**Work item**:
From the listing below, copy each line that contains the word "example".

::: Records to process :::

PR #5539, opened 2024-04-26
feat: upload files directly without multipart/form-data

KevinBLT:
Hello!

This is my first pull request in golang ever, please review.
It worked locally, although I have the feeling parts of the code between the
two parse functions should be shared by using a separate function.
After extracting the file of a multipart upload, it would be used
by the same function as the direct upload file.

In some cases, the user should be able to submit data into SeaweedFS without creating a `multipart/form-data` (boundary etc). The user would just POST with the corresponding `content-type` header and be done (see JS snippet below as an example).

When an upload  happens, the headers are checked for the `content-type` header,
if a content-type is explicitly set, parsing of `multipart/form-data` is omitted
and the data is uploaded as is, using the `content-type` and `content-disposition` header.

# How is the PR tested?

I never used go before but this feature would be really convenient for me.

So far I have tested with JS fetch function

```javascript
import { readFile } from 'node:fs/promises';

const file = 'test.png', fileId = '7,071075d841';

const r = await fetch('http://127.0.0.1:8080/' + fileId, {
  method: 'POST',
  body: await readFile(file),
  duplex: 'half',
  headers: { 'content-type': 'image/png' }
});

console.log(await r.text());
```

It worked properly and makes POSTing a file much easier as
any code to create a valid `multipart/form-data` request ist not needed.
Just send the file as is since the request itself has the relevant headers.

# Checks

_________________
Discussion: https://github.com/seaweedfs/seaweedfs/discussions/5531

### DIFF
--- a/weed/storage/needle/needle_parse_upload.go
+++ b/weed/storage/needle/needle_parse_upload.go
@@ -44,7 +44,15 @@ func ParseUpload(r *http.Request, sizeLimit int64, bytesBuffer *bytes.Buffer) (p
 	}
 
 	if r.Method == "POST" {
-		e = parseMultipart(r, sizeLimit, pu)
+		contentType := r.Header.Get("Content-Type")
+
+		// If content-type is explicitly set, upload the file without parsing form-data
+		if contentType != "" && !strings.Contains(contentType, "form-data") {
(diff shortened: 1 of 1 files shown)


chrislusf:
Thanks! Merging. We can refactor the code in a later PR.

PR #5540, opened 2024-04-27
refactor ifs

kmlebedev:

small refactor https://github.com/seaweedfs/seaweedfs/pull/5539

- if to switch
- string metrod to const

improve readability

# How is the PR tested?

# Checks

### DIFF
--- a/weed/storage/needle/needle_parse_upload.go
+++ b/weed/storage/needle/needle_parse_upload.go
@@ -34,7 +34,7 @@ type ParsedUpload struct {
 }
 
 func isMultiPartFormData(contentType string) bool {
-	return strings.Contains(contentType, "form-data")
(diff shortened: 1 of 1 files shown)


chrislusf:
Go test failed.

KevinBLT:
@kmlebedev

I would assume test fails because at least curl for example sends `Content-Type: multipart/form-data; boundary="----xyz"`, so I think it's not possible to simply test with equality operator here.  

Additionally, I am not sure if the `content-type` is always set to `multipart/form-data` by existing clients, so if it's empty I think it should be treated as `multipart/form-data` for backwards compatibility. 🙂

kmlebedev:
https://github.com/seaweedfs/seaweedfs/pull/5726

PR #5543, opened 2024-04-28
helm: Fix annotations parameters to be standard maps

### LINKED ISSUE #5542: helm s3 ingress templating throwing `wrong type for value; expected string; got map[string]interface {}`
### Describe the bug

:::

**Answer to this exercise**:
In some cases, the user should be able to submit data into SeaweedFS without creating a `multipart/form-data` (boundary etc). The user would just POST with the corresponding `content-type` header and be done (see JS snippet below as an example).
I would assume test fails because at least curl for example sends `Content-Type: multipart/form-data; boundary="----xyz"`, so I think it's not possible to simply test with equality operator here.  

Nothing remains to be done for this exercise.